Dataset entries
*-*-*

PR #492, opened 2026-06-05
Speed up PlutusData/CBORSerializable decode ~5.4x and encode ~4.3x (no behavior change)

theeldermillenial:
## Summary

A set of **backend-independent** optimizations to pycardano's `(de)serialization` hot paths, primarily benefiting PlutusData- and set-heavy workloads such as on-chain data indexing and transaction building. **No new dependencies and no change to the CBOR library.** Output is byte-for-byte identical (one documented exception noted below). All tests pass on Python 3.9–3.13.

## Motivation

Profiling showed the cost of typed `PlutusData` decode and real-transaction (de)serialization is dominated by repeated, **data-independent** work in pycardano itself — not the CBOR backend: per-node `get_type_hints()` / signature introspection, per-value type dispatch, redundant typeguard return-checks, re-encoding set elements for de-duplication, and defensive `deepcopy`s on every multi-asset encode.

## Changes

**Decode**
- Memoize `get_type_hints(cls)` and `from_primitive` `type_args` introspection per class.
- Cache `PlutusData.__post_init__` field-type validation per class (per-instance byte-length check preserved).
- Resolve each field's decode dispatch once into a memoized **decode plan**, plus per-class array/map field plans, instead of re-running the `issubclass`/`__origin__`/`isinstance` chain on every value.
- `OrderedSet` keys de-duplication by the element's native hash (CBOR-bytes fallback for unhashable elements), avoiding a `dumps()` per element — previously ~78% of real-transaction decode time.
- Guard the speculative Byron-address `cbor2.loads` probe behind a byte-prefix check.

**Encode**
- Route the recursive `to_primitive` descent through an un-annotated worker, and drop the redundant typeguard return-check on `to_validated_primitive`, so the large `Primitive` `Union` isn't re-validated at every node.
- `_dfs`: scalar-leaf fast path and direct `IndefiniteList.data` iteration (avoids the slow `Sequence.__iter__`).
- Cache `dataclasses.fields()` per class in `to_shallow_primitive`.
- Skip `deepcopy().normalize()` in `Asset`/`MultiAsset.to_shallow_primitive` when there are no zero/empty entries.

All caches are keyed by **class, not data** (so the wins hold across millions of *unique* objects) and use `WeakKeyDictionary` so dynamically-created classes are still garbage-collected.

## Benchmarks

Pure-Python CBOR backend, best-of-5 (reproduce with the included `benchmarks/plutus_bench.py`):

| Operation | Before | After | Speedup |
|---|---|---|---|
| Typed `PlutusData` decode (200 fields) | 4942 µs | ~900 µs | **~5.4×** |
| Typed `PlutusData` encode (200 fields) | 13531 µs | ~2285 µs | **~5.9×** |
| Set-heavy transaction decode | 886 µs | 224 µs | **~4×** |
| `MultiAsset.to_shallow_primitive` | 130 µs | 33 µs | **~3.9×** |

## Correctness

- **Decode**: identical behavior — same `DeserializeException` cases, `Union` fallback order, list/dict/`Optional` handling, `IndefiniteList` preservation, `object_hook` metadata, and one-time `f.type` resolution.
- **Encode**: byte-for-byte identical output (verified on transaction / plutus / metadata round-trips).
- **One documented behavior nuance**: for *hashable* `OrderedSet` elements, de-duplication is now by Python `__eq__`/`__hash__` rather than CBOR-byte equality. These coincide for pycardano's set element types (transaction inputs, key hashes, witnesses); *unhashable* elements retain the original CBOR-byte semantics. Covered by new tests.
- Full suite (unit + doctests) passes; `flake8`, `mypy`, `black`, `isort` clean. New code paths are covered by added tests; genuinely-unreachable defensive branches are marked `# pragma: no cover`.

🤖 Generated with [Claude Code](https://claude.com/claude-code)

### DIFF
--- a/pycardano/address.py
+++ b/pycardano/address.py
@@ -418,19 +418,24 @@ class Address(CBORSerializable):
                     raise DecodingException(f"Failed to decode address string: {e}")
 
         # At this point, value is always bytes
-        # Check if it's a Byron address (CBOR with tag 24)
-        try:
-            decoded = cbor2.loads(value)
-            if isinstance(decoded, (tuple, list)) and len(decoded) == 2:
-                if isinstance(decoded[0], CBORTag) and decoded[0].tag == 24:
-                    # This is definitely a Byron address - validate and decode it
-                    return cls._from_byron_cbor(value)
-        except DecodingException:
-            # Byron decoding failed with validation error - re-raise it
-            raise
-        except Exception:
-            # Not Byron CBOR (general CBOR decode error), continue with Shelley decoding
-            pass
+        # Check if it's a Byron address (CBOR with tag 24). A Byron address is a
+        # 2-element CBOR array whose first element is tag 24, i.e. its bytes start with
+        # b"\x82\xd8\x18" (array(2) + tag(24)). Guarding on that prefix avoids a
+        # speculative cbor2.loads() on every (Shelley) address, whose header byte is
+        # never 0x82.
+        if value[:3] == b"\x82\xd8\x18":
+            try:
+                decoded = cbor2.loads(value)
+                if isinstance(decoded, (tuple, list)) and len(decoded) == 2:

*-*-*

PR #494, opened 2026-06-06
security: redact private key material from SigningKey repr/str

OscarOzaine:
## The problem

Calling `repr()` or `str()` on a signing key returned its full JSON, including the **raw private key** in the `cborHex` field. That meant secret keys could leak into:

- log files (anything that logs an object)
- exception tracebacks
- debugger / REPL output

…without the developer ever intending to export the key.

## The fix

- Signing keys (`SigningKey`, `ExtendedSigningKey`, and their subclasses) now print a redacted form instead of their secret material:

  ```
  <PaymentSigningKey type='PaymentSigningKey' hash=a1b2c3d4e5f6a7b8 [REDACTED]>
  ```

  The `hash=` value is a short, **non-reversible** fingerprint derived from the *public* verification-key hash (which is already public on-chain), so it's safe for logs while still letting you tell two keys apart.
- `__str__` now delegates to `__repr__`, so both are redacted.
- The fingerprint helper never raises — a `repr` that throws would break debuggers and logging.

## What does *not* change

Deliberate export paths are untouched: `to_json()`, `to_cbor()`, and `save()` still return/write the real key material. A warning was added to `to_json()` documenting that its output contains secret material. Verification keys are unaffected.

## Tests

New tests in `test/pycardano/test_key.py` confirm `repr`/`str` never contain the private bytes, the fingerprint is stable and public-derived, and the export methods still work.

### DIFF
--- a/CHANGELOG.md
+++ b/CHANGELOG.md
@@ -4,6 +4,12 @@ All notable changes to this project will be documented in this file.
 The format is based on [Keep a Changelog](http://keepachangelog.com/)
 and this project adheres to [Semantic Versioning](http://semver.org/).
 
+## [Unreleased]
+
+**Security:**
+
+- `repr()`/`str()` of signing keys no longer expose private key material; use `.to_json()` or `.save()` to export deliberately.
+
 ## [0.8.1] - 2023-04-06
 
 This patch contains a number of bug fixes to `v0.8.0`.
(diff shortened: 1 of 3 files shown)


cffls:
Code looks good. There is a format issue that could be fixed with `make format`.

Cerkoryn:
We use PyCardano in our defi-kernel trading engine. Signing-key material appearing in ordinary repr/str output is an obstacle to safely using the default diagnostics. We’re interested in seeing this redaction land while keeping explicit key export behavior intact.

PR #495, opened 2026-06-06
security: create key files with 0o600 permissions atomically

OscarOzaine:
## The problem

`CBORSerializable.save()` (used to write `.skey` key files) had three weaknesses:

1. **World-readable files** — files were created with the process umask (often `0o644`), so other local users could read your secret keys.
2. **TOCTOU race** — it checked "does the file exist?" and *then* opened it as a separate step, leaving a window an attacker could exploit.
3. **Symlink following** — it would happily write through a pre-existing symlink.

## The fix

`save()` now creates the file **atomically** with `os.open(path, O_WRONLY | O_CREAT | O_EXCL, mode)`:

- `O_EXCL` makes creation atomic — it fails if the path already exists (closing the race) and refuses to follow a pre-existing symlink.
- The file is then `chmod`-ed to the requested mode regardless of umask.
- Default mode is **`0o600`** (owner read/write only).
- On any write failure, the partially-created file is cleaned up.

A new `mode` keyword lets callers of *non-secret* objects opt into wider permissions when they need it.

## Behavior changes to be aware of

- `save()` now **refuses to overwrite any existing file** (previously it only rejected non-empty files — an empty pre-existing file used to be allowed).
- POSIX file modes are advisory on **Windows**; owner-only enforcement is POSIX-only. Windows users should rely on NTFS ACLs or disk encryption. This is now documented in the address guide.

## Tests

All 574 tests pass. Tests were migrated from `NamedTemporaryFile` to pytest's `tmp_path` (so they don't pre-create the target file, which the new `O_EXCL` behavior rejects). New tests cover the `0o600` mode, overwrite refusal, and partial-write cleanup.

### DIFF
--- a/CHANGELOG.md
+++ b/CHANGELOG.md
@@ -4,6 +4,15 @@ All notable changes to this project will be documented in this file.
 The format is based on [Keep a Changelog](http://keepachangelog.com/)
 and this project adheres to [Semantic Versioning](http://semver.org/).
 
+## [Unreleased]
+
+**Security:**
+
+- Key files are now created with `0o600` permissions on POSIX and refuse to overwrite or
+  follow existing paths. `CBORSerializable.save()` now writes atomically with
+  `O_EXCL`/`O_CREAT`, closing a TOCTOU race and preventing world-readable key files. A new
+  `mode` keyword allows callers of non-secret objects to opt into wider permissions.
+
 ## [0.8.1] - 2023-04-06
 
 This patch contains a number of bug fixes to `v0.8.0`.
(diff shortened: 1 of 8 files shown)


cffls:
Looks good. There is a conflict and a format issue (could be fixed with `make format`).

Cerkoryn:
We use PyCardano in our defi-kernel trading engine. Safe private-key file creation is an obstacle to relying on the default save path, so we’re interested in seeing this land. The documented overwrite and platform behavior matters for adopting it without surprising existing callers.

*-*-*

**REQUIRED WORK:** Here the output must be the lines above from the line with "export the key." to the line with "## What does *not* change", both included, duplicated word for word and nothing else.

**RESPONSE BOX:**
…without the developer ever intending to export the key.

## The fix

- Signing keys (`SigningKey`, `ExtendedSigningKey`, and their subclasses) now print a redacted form instead of their secret material:

  ```
  <PaymentSigningKey type='PaymentSigningKey' hash=a1b2c3d4e5f6a7b8 [REDACTED]>
  ```

  The `hash=` value is a short, **non-reversible** fingerprint derived from the *public* verification-key hash (which is already public on-chain), so it's safe for logs while still letting you tell two keys apart.
- `__str__` now delegates to `__repr__`, so both are redacted.
- The fingerprint helper never raises — a `repr` that throws would break debuggers and logging.

## What does *not* change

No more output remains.